Pour aller le plus loin possible, les chercheurs développent des techniques de formation de faisceaux ultra-brillants de rayons X depuis une vingtaine d’année. L’intérêt ? L’accès à une mesure en temps quasi réel, au lieu d’attendre des accumulations d’une ou deux semaines. Ces faisceaux de rayons X très brillants sont issus des synchrotrons. Un faisceau de dimension millimétrique (monochromatique) est envoyé en incidence dite rasante, donc avec un très petit angle d’incidence, sur la surface de l’échantillon. Il est alors dévié par les différentes inhomogénéités présentes en surface ou au cœur de l’édifice sondé. Cette intensité diffractée est recueillie par un détecteur à deux dimensions. Les résultats sont accessibles en quelques heures, et une campagne raisonnable permet de balayer, par exemple la température ou l’environnement gazeux.
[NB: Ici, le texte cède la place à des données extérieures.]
PR #224, opened 2025-02-20
Enable SRC functions on progress code events

PriyangaRamasamy:
As functions 11, 12, 13 are to display SRCs & hexwords of any type (say progress SRC/ PEL SRC), whichever SRC event comes first these functions has to be enabled.

In the existing design the functions 11, 12, 13 are enabled only when PEL SRC events are received.

This commit enables the SRC functions 11, 12 and 13 even when progress code events are received by ibm-panel application.

Test:
Tested on P10 rainier to see even if PEL is not found, on occurrence of progress code events, function 11, 12, 13 are enabled.

### DIFF
--- a/src/bus_monitor.cpp
+++ b/src/bus_monitor.cpp
@@ -257,8 +257,8 @@ void PELListener::setPelRelatedFunctionState(
 
     if (!functionStateEnabled)
     {
-        // these functions needs to be enabled only once when first
-        // PEL of desired severity is received.
+        // these functions needs to be enabled only once when first PEL of
+        // desired severity is received.
         functionStateEnabled = true;
         list.emplace_back(11);
         list.emplace_back(12);
@@ -496,6 +496,18 @@ void BootProgressCode::progressCodeCallBack(sdbusplus::message_t& msg)
                     }
                 }
                 executor->storeSRCAndHexwords(hexWordsWithSRC);
+
+                // Enable functions when progress code is received
+                types::FunctionalityList list;
+                list.reserve(3);
+
+                // these functions needs to be enabled once when progress code
+                // is received
+                list.emplace_back(11);
+                list.emplace_back(12);
+                list.emplace_back(13);
+
+                stateManager->enableFunctonality(list);
             }
         }
         else
--- a/include/bus_monitor.hpp
+++ b/include/bus_monitor.hpp
@@ -163,10 +163,13 @@ class BootProgressCode
      * @param[in] con - Bus connection.
      * @param[in] execute - pointer to Executor.
      */
-    BootProgressCode(std::shared_ptr<Transport> transport,
-                     std::shared_ptr<sdbusplus::asio::connection> con,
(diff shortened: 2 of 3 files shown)


src/bus_monitor.cpp
```diff
@@ -257,8 +257,8 @@ void PELListener::setPelRelatedFunctionState(
 
     if (!functionStateEnabled)
     {
-        // these functions needs to be enabled only once when first
-        // PEL of desired severity is received.
+        // these functions needs to be enabled only once either when progress
```
jinuthomas: don't see a change required here in the message , as this function is for PEL only

src/bus_monitor.cpp
```diff
@@ -496,6 +496,18 @@ void BootProgressCode::progressCodeCallBack(sdbusplus::message_t& msg)
                     }
                 }
                 executor->storeSRCAndHexwords(hexWordsWithSRC);
+
+                // Enable functions when progress code is received
```
jinuthomas, line 500: here also 11 needs to be enabled for progress code based on what you said,
Also 12 and 13 needs to be enabled only if there is hex words.

src/bus_monitor.cpp
```diff
@@ -496,6 +496,18 @@ void BootProgressCode::progressCodeCallBack(sdbusplus::message_t& msg)
...
+                types::FunctionalityList list;
+                list.reserve(3);
+
+                // these functions needs to be enabled once either when progress
```
jinuthomas: this comment needs to be rewritten as this function is for progress code and not PEL

jinuthomas (changes requested):

src/bus_monitor.cpp
PriyangaRamasamy: right.. this function is for PEL only, but the comment there is specific to function 11,12,13.
the comment says functions 11, 12 13 has to be enabled only once when first PEL is recevied - which I slightly modified.

src/bus_monitor.cpp
PriyangaRamasamy: okay got it.. will make the change

src/bus_monitor.cpp
PriyangaRamasamy: ok.. you want it like that.. fine will modify both the comments

src/bus_monitor.cpp
jinuthomas: The comment should be based on the function , need not be based on the function number

src/bus_monitor.cpp
jinuthomas: Please always comment based on the function only.

PriyangaRamasamy: sure

src/bus_monitor.cpp
PriyangaRamasamy: ok

jinuthomas (approved):

PR #225, opened 2025-02-20
Bug fix:Function 12&13 scrolls off the display

PriyangaRamasamy:
This commit fixes the code bug which triggers function 12 and 13 to scroll off the display.

Test:
Before this change, display looks like:
ibm-panel[1079]: L1 : 03031003100003100000
ibm-panel[1079]: L2 :

After this change, display looks like:
ibm-panel[1079]: L1 : 03100000
ibm-panel[1079]: L2 :

### DIFF
--- a/src/bus_monitor.cpp
+++ b/src/bus_monitor.cpp
@@ -493,6 +493,8 @@ void BootProgressCode::progressCodeCallBack(sdbusplus::message_t& msg)
                             << static_cast<int>(hexWordArray.at(arrayLoop++));
 
                         hexWordsWithSRC += convert.str();
+                        // clear the buffer
+                        convert.str("");
                     }
                 }
                 executor->storeSRCAndHexwords(hexWordsWithSRC);


jinuthomas (changes requested):
did not understand this as I did not see the 4 hex words
normally in the BMC system you will need to see two words per line as standard. so I miss what you are trying to do here , nor did not understand the commit message

src/bus_monitor.cpp
```diff
@@ -493,6 +493,8 @@ void BootProgressCode::progressCodeCallBack(sdbusplus::message_t& msg)
                             << static_cast<int>(hexWordArray.at(arrayLoop++));
 
                         hexWordsWithSRC += convert.str();
+                        // clear the buffer
+                        convert.str("");
```
PriyangaRamasamy, line 497: Loop at line 480 : 
starts from 8 (0 indexing) ( because we skip the first 8 bytes(index 0-7) as they are the header)
byte 8 - 11 will be the first hex word 
byte 12 - 15 second hex word
byte 16-19 third
byte 20- 23 fourth hex word


Each hex word is of 4bytes.. we are converting it into 8 bytes by setting the width of each byte to 2. ( at line 491)

Eg: HEX WORD = 3D06
for loop at line 489:
 iteration 1 :  value of the buffer convert = 03
                      value of hexWordsWithSRC = 03
 iteration 2:  value of the buffer convert = 030D
                      value of hexWordsWithSRC = 03 + 030D
  iteration 3:  value of the buffer convert = 030D00
                       value of hexWordsWithSRC = 03030D + 030D00
   iteration 4:  value of the buffer convert = 030D0006
                        value of hexWordsWithSRC = 03030D030D00 + 030D0006
                        
  Expected value of hexWordsWithSRC = 030D0006
  Due to bug the value of hexWordsWithSRC = 03030D030D00030D0006
   
   
at line 497 -> we convert it into 03 
03d00060

PriyangaRamasamy:
> did not understand this as I did not see the 4 hex words normally in the BMC system you will need to see two words per line as standard. so I miss what you are trying to do here , nor did not understand the commit message

I've quote the reply at code section for better understanding

jinuthomas (approved):

PR #17, opened 2025-07-28
[Doc] Installation of ucm

flesher0813:
### What this PR does / why we need it?
Add installation docs

### Does this PR introduce any user-facing change?
no

### How was this patch tested?
no need test

### These installations shows like below
image
image

### DIFF
--- a/docs/source/getting-started/installation.md
+++ b/docs/source/getting-started/installation.md
@@ -4,7 +4,7 @@ This document describes how to install unified-cache-management.
 ## Requirements
 - OS: Linux
 - Python: >= 3.9, < 3.12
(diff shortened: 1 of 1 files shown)


docs/source/getting-started/installation.md
```diff
@@ -1 +1,56 @@
 # Installation
+This document describes how to install unified-cache-management.
+
+## Requirements
+- OS: Linux
+- Python: >= 3.9, < 3.12
+- GPU: compute capability 7.0 or higher (e.g., V100, T4, RTX20xx, A100, L4, H100, etc.)
```
ygwpz: if we want to start vllm v1 engine, compute capability should > 8.0

PR #79, opened 2025-08-11
[Feature] add ucm_sparse v1.0: unified sparse attention algorithm framework 

hek14:
# Prupose
This PR implements an unified sparse attention framework for vllm.

It injects several necessary hooks into the vllm codebase, which provides the possibilities of:

- layer-wise retrieval of "important blocks"
- manipulations of kv cache before and after attention

# Modifications 
- `unifiedcache/ucm_sparse/base.py`: provides coupled hooks like `request_begin`/`request_finished`, `execute_begin`/`execute_finished`, `attention_begin`/`attention_finished`
- `unifiedcache/ucm_sparse/factory.py`: ucm_sparse instance initializer
- `unifiedcache/ucm_sparse/ucm_sparse_state.py`: state management with single agent pattern


unifiedcache/integration/vllm/ucm_sparse/base.py
propanone1006, line 1: It is recommended to use pre-commit for formatting before submission, avoiding not going through the workflow

PR #103, opened 2025-08-21
[Perf]Modify start_load_kv

qyh111:
# Prupose

# Modifications 

# Test

How was this patch tested?


unifiedcache/integration/vllm/uc_connector.py
```diff
@@ -127,6 +127,7 @@ def __init__(self, vllm_config: "VllmConfig", role: KVConnectorRole):
         # dump tasks record request -> block -> list[task]
         self.dump_tasks: dict[str, dict[str, List[Task]]] = {}
         self.load_tasks: dict[str, tuple[Task, Task]] = {}
+        self.layerwise_load_tasks: dict[str, dict[str, tuple[Task, Task]]] = {}
```
ygwpz, line 130: we should put the same lifecycle param togather, and gc in request_finish()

Ainsi, la diffraction des rayons X permet notamment la caractérisation de nanocomposites intercalés (structures empilées). La distance entre les surfaces de deux nano feuillets varie en raison d’une organisation complexe des nano objets intercalés. Ainsi, il est possible d’accéder à la forme, la taille, l’orientation et l’organisation spatiale des nanostructures "internes", que ce soit en dépôt ou assez enfouies. Mieux, les physiciens peuvent suivre, en diffusion centrale sous ultravide, les phénomènes d’auto-assemblage à l’échelle nanométrique de ces nanostructures sur des substrats isolants. Autre exemple : Toutes les étapes de l’évolution d’un arrangement lors de la croissance par épitaxie par jets moléculaires - de la nucléation à la coalescence des îlots – sont sondées, scrutées. Les déformations de réseaux et les dislocations peuvent alors être étudiées. Lorsque le rayonnement synchrotron est combiné à un microscope à effet tunnel (STM) pour visualiser au mieux la couche supérieure, donc la visualiser atomiquement, les chercheurs obtiennent une image à haute résolution spatiale et spectrale. C’est à Grenoble que se situe l’installation européenne d’utilisation du rayonnement synchrotron, l’ESRF (European synchrotron radiation facility). Son anneau de stockage, qui émet des flux de rayons X mille milliards de fois plus brillants que ceux utilisés à l'hôpital, permet à dix-huit pays d’enquêter sur un grand nombre de matériaux, allant des biomolécules aux nano-aimants.
En Essonne cette fois, le synchrotron SOLEIL donne accès depuis septembre 2006 à une gamme plus large de rayons, allant des rayons X jusqu'à l'infrarouge en passant par l'ultraviolet, et les rayons X dits "mous". Parmi les utilisations innovantes, les physiciens on fait une large place à une utilisation en microélectronique, en imagerie des matériaux biologiques, minéraux ou composites. Au total, une trentaine d’équipements massifs de ce type existent dans le monde.